Она все же задела его, и он окинул ее насмешливым взглядом.
— Наряд стервы пришелся тебе впору.
— А ты как будто родился в костюме палача! Взгляды их скрестились в безмолвном поединке. Когда-то они были любовниками — а теперь враги, и слава Всевышнему, подумала Джемма. Это единственно возможный выход — снова и снова оскорблять друг друга.

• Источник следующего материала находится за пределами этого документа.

PR #313, opened 2019-11-12
Use keepalive in DB client connections

bergundy:


bergundy:
@arielshaqed @vogre and I noticed yesterday while running `strace` on a running instance that without the `keepAlive` option the client creates a new HTTPS connection for every request requiring expensive SSL handshakes.
Adding `keepAlive` seemed to mitigate this issue.

arielshaqed:
Sgtm. You still probably need tls sessions, but that can wait for later. (That sessions require manual control is a bit unfortunate).
And let's also consider making this easy on concord, it should probably be the default.

PR #317, opened 2019-11-14
Add reshuffle-local-server helper script

vogre:
For running without create-react-app
Used in a package.json as { "start": "reshuffle-local-server" }

### DIFF
--- a/app-testsuite/src/run.ts
+++ b/app-testsuite/src/run.ts
@@ -1,12 +1,15 @@
 // tslint:disable:no-console
 import path from 'path';
-import { mkdtemp, readFile } from 'mz/fs';
+import { mkdtemp, readFile, writeFile } from 'mz/fs';
 import { tmpdir } from 'os';
 import { spawn as spawnChild, ChildProcess } from 'child_process';
 import { copy, remove, pathExists } from 'fs-extra';
 import { Tail } from 'tail';
 import sleep from 'sleep-promise';
 import { spawn, waitOnChild } from '@reshuffle/utils-subprocess';
+import got from 'got';
+import _assert from 'assert';
+const assert = _assert.strict;
 
 const shell = process.platform === 'win32';
 const ROOT_DIR = path.resolve(__dirname, '..', '..');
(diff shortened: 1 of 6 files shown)


local-proxy/src/localServer.ts
```diff
@@ -0,0 +1,33 @@
...
+import { setupProxy } from './index';
+import program from 'commander';
+const NAME = 'reshuffle-local-server';
+program.option('-p, --port', 'listening port (3000 by default)');
+program.description(`Run the ${NAME} outside of create-react-app server`);
+
+function main() {
+  program.parse(process.argv);
+  // create the express app to route local requests
+  const app = express();
```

Он вернулся к своим орхидеям.
— Как бы сильно я ни желал от тебя избавиться, но, к сожалению, ничего не могу поделать. Агустин хочет, чтобы ты осталась, а Агустин всегда получает то, что хочет.
Джемма скрестила руки на груди.
— Это явно противоречит только что сказанному тобой же.
— Насчет брака с Бьянкой? — Его губы искривились. — Тут ты права. Пожалуй, я перефразирую. Агустин иногда получает то, что хочет. И чем больше я нахожусь в твоем обществе, тем более привлекательным для меня становится брак с Бьянкой.
Джемма впилась ногтями в ладони. Еще совсем недавно эти слова разбили бы ей сердце. Теперь же ей приходится терпеть их и признать возможность такой перспективы: Фелипе — муж Бьянки. Это все же лучше, чем сама она — жена Фелипе, своего единокровного брата!
— Пожалуйста, поговори с Агустином, — умоляюще попросила она. — Я не в силах здесь оставаться. Ты можешь устроить, чтобы я улетела уже сегодня? Ты сам знаешь, что так будет лучше.
Услышав ее кроткий, умоляющий стон, Фелипе рывком обернулся к ней, и в его глазах засветилась такая тревога, что Джемме захотелось броситься к нему в объятия, чтобы услышать, что все это лишь ночной кошмар, что она проснется и жизнь снова станет спокойной и счастливой.
Она вся напряглась, когда Фелипе приблизился и изучающе уставился на нее — словно он пытался прочесть в ее глазах то, что она никак не могла ему объяснить.
— Не надо, Фелипе. — От ужаса у нее по спине забегали мурашки. — Пожалуйста, не дотрагивайся до меня.
— А что будет, если дотронусь, Джемма? — с угрозой проговорил он. — Может быть, тогда мы вырвемся из этого кошмара и будем любить друг друга, как в ту ночь?
Значит, для него это тоже кошмар, только по другой причине. Любит ли он ее? В его голосе звучала любовь, а Джемме впервые хотелось, чтобы ее не было.
Он стоял радом, вглядываясь в ее затуманенные карие глаза, а она боролась с искушением. Боже, каким искушением было рассказать ему правду; признаться, что она любила его всей душой и любит по-прежнему, но она больше не свободна в этой любви — как и он. Их любовь запретна, порочна, она не должна была родиться и не имеет права на жизнь. Даже примириться с прошлым, с мыслями о том ужасе, что они по незнанию сотворили, и то будет невероятно сложно, но их будущее? Их будущего не существует.
Со слезами на глазах, с пересохшим ртом она выжала из себя слова, мысленно взмолившись, чтобы они поставили точку на этих пытках.